Si les Occidentaux ont déserté la scène diplomatique, ils l’ont compensé par la notion de sanction. Lors du triple sommet UE/G7/OTAN, les délégations ont vibré au rythme de nouvelles vagues de sanctions. Le terme est pour ainsi dire accompagné d’une notion euphorique. Voire de triomphe par défaut. Même lorsque Emmanuel Macron admet que ces sanctions s’accompagneront de famines. C’est dire que le camp occidental, non seulement ne sait plus arbitrer un conflit sur son continent, mais il ne sait même plus penser en termes de gestion de risque, voire de rapport coût-bénéfice.

Face à l’arsenal de mesures de guerre économique, la Russie a, par la voie de deux de ses poids-lourds, le porte-parole du Kremlin, Dmitri Peskov, et l’autre, Dmitri Medvedev, directeur adjoint du Comité de sécurité (et ex-président) fait valoir un changement de cap sur la manière dont ces sanctions seraient encaissées.  Dans des déclarations reprises par l’agence Itar-Tass, Medvedev a déploré que les citoyens russes soient menacés de confiscation de leurs biens et compagnies à l’extérieur, "juste comme cela", "hors toute sanction" {ndlr : entendre sanction dans le cadre du droit public international, qui soit avalisée par une résolution des Nations unies ou par une décision judiciaire d’une juridiction compétente). Tout cela se fait depuis "le mépris", selon Medvedev. Des mesures "symétriques" seront adoptées par son pays, telle que la confiscation de biens appartenant à des étrangers ou à des compagnies étrangères basées en Russie. Il a également évoqué la possibilité de nationalisation de propriétés enregistrées auprès de juridictions "inamicales", cette notion s’appliquant désormais à tous les pays de l’UE. Peskov n'a pas été en reste en déclarant que l’humeur au Kremlin n’était pas à la "charité" et que le gaz se facturerait en rouble ou ne serait pas livré.

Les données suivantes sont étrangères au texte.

Issue #669, opened 2018-09-21
Updating a non-required field to an empty value does not clear it


almasaeed2010:
### System information

* Tripal Version: latest dev (3.x)
* Drupal Version: 7.59
* PostgreSQL Version: 9.6
* PHP Version: 7.1

### Issue description

When updating an entity, we can't remove a value from field.

#### Steps to reproduce

1. Create an organism page and make sure you add a value to the `common name` field.
1. Edit the entity and remove the value from the `common name` field.
1. Save and check that the `common name` field.

bradfordcondon:
I have confirmed this bug.  It seems to occur for TEXT FIELD type fields.

bradfordcondon:
I think this is resolved but want to verify.

bradfordcondon:
confirmed **unresolved**.  once set, you cannot unsett the abbreviation or the common name field of an organism, for example.


Heres what I think is going on:

we assign fields and widgets to the base columns first by looking up the semantic web term, and then adding the appropriate widget based on the value type:

https://github.com/tripal/tripal/blob/c3b0ea1914b4a80aeeaf5b62fe638d3987a3a695/tripal_chado/includes/tripal_chado.fields.inc#L1000-L1012

So i think we need to hook into the base text__textfield and text__textarea field widget validate method and account for when users unset them.  It would be no problem for field storage, but, we specifically deal with unsetting the value in our custom fields.  see for example the sequence field's validate method:

https://github.com/tripal/tripal/blob/c3b0ea1914b4a80aeeaf5b62fe638d3987a3a695/tripal_chado/includes/TripalFields/data__sequence/data__sequence_widget.inc#L77-L82


if hooking doesnt work, we need to extend the text__textifeld widget and overwrite the validate.

bradfordcondon:
ok my plan is to replace the base text_textfield and text_textarea widgets with widgets that extend ChadoFieldWidget.

I plan on calling them `chado_base__textfield_widget` (to mesh with the `chado_linker` named fields.) . No need to define a new field, just the widget.

Replacing the common name textfield widget with my new `chado_base__textfield_widget` allows me to null out the common name, so I'll start working on a PR.  I need to replace the widgets for *only the fields connected to chado* that are textfield and textarea.  I think I can do this by checking if the field has a `['chado_table']` key.

spficklin:
@bradfordcondon I think there may be an easier way.  Before you get too deep into this let me spend some time on it.

bradfordcondon:
[...]

PR #775, opened 2018-12-06
Removing non-required fields from an Entity

spficklin:
# Bux Fix

Issue #669

## Description

Copying @almasaeed2010 's first comment on the issue:

> When updating an entity, we can't remove a value from field.

This fix corrects that problem.  It's just a few lines of code, so I think it only needs one functional review.

## Testing?

Copying @almasaeed2010 's testing steps from his first comment on the issue:

> Create an organism page and make sure you add a value to the common name field.
> Edit the entity and remove the value from the common name field.
> Save and check that the common name field.


almasaeed2010 (approved):
Works for me. Thanks @spficklin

Au travers de cette batterie de sanction, l’Europe s’est inscrite dans le sillage de la politique américaine, engagé à la fin des années -90, sous Georges Bush père, consistant à forcer la recollectivisation de l’économie russe, la poussant à entrer dans une nouvelle phase d’autarcie. Situation paradoxale, c’est à l’UE de payer le gaz russe en rouble ou, le cas échéant, d’attendre que soient construites les infrastructures pour recevoir les méthaniers du gaz de schiste américain, payé au prix fort par les ménages et les entreprises

La résolution d’un conflit qui aurait dû être réglé en 2014, étant désormais engagée, par la médiation de puissances atypiques, reste que l’Europe a une fois de plus raté une occasion d’être prise au sérieux et de faire valoir ses intérêts, du fait de la médiocrité de son personnel politique et de fonctionnaires européens sans légitimité, se comportant en putschistes.